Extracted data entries
********

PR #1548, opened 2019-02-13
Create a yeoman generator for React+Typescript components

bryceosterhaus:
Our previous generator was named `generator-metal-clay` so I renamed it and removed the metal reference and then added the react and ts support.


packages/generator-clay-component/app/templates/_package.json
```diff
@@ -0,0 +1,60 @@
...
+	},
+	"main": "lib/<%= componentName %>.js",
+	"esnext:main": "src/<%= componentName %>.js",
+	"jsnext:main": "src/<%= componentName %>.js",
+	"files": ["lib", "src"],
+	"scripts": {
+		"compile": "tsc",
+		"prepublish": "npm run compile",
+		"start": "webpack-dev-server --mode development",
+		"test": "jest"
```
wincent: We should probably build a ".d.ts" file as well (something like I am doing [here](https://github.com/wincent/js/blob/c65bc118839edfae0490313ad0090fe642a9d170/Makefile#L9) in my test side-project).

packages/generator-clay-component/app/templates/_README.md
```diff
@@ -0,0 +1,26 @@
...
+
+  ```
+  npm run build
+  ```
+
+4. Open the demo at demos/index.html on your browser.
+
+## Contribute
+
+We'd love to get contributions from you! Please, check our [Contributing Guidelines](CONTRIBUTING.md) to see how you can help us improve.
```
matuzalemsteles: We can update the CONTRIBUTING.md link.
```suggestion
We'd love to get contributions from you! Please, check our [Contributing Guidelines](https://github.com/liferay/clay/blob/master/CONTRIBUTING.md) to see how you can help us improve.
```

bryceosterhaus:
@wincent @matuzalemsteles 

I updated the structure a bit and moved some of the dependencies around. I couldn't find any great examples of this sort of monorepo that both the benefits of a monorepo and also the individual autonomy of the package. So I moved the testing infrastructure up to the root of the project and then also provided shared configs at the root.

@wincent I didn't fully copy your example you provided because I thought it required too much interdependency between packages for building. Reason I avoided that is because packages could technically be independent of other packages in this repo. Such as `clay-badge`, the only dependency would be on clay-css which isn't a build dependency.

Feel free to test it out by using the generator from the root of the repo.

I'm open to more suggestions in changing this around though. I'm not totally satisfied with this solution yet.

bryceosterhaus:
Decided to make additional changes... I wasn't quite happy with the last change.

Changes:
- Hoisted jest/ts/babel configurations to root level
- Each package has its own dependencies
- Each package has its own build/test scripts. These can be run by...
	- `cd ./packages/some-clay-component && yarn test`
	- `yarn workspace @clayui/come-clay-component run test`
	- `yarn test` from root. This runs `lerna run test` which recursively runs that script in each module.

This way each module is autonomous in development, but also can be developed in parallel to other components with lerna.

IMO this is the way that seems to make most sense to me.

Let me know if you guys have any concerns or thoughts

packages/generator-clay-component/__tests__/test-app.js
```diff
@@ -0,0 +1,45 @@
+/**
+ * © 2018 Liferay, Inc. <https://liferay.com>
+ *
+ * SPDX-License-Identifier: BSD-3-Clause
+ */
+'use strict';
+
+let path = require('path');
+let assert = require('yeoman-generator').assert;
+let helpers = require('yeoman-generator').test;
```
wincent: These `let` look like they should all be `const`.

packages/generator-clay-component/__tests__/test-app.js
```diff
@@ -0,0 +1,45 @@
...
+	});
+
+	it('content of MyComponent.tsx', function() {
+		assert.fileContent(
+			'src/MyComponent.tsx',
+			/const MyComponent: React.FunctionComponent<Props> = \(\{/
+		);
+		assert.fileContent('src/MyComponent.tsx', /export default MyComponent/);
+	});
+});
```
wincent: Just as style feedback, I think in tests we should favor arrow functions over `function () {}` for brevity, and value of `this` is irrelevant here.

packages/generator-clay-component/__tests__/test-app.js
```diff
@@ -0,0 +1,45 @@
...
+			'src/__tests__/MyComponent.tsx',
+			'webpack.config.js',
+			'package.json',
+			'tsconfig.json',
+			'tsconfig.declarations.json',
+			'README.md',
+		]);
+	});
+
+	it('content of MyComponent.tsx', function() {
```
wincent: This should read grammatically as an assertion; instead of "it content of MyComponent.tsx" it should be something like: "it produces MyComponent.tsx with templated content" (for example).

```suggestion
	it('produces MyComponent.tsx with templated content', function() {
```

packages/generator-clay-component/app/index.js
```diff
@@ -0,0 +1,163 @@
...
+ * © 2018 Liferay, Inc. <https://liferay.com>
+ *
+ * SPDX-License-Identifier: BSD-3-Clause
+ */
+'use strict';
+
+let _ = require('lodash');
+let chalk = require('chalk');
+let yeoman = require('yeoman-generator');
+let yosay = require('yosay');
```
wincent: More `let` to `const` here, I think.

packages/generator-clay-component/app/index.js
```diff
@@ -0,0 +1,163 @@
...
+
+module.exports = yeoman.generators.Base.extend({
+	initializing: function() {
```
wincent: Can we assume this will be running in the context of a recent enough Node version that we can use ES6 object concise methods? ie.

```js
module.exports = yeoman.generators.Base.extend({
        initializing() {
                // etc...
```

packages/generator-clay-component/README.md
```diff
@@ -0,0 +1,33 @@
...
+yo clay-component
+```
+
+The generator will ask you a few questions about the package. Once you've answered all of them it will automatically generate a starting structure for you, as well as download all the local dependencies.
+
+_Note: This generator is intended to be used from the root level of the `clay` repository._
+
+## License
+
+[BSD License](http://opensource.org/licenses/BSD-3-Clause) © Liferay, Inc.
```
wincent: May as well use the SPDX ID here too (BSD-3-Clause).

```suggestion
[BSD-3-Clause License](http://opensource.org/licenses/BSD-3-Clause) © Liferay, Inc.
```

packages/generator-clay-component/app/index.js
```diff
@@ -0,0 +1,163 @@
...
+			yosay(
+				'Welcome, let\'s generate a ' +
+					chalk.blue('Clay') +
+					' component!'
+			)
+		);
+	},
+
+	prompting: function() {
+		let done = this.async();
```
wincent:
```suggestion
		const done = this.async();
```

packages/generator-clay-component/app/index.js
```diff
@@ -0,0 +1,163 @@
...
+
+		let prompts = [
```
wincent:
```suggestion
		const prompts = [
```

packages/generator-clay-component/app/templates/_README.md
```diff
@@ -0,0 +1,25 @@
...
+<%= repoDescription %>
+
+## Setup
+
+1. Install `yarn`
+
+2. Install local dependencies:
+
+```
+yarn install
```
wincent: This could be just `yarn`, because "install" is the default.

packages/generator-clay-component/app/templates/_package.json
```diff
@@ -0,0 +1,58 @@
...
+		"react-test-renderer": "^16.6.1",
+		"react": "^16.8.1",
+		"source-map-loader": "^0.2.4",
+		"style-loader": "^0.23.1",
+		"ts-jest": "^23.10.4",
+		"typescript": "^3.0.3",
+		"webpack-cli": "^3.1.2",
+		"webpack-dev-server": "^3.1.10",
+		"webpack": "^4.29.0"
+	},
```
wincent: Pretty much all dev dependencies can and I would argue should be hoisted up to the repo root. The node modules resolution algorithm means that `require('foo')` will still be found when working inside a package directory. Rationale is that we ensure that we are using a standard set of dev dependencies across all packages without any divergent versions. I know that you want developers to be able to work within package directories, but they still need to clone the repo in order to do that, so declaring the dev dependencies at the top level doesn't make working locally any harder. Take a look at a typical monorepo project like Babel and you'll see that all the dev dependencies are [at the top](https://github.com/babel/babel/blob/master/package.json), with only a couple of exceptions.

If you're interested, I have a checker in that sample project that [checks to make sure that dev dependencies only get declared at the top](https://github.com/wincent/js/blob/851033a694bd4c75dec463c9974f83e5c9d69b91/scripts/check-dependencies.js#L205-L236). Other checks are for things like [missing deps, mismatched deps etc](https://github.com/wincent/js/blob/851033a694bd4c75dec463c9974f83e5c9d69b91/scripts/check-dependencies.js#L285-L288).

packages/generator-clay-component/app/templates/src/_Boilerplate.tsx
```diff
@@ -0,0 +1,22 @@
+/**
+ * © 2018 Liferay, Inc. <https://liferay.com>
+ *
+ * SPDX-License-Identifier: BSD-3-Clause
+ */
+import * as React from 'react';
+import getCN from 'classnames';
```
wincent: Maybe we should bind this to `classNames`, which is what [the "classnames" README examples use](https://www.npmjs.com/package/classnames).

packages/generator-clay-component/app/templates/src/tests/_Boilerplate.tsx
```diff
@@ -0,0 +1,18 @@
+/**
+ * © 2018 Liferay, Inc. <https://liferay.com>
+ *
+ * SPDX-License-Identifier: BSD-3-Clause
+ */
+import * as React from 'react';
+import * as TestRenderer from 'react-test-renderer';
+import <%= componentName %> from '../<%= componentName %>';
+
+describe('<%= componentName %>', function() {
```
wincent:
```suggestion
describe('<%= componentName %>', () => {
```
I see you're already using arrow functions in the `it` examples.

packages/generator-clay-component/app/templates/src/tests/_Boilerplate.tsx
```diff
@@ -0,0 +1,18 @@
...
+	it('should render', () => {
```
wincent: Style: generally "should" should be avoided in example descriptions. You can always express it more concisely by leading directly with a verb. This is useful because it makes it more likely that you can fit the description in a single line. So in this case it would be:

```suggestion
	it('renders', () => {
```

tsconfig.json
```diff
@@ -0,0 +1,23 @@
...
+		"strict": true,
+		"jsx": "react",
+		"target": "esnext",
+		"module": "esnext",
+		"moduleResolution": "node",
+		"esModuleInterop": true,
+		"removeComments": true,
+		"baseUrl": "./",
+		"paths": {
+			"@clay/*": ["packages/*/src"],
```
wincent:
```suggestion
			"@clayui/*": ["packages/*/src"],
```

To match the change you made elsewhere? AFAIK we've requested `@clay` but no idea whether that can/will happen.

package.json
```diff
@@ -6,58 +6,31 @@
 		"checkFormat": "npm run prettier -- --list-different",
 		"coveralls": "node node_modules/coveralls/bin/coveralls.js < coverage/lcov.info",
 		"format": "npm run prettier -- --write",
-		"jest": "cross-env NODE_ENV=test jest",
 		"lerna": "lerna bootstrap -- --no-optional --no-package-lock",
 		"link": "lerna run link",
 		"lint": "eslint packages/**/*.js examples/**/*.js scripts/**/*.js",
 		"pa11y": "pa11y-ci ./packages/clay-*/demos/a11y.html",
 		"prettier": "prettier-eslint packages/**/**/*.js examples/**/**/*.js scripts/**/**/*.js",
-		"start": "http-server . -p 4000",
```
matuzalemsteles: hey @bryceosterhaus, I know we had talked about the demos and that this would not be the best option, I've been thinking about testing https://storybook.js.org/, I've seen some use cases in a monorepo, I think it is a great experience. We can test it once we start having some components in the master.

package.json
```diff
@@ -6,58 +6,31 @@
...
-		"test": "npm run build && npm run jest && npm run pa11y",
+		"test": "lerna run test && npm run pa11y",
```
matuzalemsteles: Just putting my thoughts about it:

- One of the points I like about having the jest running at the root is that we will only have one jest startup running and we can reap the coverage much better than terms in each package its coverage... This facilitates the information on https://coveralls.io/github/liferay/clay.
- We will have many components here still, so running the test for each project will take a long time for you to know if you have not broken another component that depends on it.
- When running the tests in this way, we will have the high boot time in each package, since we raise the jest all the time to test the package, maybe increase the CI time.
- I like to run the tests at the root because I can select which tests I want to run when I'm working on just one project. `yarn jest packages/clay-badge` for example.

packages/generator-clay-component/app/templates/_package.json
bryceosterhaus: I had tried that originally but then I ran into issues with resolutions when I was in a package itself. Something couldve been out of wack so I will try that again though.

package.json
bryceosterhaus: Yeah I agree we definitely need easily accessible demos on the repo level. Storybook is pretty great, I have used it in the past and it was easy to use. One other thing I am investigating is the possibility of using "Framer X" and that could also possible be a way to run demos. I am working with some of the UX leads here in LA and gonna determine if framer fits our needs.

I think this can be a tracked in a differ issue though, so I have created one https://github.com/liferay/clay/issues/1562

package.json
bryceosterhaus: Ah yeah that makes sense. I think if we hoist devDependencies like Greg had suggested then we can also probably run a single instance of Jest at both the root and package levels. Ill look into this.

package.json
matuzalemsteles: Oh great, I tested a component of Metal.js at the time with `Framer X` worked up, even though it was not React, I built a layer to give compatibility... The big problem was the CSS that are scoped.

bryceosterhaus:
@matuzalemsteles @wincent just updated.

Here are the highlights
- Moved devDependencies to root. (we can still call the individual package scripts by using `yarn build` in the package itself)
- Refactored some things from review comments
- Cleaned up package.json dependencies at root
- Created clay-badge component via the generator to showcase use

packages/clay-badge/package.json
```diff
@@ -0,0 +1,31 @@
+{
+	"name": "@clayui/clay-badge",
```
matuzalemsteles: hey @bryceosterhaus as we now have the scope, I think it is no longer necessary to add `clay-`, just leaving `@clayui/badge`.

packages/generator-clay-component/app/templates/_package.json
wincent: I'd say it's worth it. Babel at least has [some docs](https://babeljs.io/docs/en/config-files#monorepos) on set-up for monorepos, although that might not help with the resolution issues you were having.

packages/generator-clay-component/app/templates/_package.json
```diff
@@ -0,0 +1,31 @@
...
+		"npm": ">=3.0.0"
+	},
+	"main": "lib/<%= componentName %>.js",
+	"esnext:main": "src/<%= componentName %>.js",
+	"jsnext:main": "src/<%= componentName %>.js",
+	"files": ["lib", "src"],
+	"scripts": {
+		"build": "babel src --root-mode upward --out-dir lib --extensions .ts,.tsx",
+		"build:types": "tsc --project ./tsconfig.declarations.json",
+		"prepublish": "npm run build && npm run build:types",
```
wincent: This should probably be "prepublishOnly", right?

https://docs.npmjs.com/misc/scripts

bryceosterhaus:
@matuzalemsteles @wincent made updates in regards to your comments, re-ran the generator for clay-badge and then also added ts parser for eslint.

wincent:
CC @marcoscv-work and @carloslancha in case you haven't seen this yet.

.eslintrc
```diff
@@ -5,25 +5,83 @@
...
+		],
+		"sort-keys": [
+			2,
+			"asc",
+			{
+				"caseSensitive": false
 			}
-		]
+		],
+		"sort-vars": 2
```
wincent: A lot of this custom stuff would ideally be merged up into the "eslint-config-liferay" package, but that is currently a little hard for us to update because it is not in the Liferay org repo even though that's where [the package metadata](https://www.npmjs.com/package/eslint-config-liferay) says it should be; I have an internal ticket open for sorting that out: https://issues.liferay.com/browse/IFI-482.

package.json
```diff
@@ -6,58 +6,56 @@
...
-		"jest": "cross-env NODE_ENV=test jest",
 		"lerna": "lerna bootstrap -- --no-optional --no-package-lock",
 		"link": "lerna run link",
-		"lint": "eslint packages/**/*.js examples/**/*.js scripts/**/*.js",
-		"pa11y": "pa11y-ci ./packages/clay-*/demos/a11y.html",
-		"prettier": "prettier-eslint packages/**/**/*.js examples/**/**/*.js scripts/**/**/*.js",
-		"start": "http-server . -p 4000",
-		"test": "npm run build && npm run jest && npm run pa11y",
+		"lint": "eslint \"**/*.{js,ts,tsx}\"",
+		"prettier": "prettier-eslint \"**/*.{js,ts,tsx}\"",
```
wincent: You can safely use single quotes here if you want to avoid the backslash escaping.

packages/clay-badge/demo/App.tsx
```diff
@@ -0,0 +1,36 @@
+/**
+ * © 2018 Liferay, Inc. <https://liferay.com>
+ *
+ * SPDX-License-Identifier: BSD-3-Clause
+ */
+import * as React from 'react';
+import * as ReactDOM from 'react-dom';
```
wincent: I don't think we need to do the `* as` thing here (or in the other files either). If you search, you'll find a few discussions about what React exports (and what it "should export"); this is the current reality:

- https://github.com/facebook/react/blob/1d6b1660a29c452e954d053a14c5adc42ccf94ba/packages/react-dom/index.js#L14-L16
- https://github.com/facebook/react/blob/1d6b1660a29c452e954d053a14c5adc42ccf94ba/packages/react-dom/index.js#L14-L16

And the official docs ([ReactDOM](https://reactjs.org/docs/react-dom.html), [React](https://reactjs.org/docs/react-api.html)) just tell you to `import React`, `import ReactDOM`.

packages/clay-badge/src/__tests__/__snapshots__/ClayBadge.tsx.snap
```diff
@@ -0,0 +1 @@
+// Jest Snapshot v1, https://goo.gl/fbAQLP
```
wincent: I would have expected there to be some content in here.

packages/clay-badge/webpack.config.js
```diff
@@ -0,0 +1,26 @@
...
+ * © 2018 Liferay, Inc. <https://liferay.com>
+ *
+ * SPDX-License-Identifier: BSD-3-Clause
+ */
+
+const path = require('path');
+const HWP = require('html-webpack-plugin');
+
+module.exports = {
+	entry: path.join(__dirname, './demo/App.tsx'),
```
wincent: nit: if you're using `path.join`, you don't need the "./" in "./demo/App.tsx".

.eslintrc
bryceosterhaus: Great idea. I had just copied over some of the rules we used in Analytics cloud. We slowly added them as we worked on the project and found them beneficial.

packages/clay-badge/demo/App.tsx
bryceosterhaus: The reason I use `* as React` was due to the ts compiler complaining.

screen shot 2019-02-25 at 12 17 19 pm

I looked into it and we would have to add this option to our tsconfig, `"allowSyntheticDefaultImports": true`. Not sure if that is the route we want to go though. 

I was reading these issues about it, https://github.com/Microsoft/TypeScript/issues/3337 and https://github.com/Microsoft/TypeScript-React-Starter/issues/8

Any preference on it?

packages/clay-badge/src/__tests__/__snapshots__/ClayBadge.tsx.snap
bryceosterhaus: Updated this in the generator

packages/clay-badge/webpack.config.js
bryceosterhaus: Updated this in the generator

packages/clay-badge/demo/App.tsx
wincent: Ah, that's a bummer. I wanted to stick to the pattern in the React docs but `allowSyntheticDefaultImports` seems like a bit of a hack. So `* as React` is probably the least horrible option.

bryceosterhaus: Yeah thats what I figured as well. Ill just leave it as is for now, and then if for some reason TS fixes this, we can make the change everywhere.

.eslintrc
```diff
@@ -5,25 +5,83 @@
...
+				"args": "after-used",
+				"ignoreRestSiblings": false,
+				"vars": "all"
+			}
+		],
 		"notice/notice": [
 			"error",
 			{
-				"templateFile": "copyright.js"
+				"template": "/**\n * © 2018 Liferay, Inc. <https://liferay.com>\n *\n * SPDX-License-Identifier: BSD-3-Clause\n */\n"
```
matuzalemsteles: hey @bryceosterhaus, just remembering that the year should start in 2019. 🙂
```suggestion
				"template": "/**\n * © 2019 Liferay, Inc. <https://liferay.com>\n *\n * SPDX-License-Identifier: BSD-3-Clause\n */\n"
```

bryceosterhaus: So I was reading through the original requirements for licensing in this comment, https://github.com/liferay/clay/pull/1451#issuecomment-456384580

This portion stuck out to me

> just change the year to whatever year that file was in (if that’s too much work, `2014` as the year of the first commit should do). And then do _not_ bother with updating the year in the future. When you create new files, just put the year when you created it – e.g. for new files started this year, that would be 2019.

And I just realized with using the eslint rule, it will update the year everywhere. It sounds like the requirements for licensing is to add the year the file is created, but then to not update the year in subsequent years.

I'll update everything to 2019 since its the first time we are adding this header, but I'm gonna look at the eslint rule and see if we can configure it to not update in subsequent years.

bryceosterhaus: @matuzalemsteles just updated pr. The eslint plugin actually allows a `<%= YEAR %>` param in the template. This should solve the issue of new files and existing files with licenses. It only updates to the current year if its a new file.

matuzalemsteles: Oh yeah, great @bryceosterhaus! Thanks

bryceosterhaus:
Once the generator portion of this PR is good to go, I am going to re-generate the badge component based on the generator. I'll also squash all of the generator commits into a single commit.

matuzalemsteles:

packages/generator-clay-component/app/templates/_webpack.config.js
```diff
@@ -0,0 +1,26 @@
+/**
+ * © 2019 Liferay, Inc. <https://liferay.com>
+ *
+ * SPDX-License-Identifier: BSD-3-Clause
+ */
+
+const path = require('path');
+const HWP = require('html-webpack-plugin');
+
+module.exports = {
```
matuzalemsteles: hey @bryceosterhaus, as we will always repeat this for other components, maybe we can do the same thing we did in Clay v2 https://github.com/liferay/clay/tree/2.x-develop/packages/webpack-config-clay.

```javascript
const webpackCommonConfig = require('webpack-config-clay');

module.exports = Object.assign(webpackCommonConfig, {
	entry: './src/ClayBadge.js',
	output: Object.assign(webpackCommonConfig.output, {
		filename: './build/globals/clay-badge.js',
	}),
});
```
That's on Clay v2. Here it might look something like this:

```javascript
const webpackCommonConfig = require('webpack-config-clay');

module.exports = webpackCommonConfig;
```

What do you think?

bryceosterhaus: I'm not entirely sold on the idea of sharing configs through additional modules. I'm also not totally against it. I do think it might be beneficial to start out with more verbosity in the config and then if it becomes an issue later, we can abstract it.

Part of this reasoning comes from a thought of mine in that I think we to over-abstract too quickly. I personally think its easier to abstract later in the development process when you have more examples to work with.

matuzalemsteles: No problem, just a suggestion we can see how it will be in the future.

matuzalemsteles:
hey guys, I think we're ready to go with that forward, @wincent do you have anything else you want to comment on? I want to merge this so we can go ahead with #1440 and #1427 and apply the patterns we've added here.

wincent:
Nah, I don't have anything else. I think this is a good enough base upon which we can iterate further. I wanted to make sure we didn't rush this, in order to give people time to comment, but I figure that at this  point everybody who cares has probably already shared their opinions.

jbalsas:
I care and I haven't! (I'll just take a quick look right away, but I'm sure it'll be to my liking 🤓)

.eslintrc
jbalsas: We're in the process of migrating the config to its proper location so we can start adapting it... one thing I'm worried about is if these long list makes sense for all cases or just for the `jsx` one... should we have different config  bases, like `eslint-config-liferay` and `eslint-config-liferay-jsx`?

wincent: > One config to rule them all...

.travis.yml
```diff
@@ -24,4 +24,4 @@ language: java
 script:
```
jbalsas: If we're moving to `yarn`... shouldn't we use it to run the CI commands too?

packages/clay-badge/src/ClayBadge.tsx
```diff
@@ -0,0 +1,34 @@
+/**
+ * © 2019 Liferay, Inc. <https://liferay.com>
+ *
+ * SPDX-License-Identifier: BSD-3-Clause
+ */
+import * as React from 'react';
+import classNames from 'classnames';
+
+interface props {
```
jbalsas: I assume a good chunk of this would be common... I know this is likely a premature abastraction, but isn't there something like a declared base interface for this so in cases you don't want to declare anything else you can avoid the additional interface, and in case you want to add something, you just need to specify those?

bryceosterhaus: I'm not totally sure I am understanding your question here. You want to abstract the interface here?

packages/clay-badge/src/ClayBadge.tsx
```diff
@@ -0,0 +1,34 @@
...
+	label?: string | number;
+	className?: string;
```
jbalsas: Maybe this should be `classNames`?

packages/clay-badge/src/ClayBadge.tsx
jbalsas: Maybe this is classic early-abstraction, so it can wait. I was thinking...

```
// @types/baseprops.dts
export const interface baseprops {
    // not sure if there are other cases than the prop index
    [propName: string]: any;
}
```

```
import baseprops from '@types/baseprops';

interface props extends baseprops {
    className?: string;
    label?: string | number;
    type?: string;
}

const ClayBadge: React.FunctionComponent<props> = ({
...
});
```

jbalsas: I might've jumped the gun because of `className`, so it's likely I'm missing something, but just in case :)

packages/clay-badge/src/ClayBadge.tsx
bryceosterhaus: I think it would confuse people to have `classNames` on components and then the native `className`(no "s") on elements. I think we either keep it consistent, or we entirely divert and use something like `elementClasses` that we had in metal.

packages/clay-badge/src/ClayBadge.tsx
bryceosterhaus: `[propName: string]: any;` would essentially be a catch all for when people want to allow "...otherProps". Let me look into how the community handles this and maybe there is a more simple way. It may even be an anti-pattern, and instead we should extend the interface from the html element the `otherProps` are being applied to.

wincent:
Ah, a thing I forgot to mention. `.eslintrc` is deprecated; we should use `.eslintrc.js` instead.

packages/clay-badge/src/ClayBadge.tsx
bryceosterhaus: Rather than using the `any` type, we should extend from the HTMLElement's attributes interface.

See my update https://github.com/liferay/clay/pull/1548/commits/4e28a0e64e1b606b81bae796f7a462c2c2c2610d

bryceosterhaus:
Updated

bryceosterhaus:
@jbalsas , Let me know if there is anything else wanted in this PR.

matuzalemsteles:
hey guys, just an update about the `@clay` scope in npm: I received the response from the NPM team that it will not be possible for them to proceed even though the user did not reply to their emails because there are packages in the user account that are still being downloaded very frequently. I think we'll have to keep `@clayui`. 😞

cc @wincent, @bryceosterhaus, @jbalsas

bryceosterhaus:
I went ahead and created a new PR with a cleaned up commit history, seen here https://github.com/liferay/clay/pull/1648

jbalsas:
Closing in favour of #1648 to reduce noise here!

********

→ Work instructions: Lines containing the word "process": copy every one of them from the records above.

→ Your solution:
Part of this reasoning comes from a thought of mine in that I think we to over-abstract too quickly. I personally think its easier to abstract later in the development process when you have more examples to work with.
jbalsas: We're in the process of migrating the config to its proper location so we can start adapting it... one thing I'm worried about is if these long list makes sense for all cases or just for the `jsx` one... should we have different config  bases, like `eslint-config-liferay` and `eslint-config-liferay-jsx`?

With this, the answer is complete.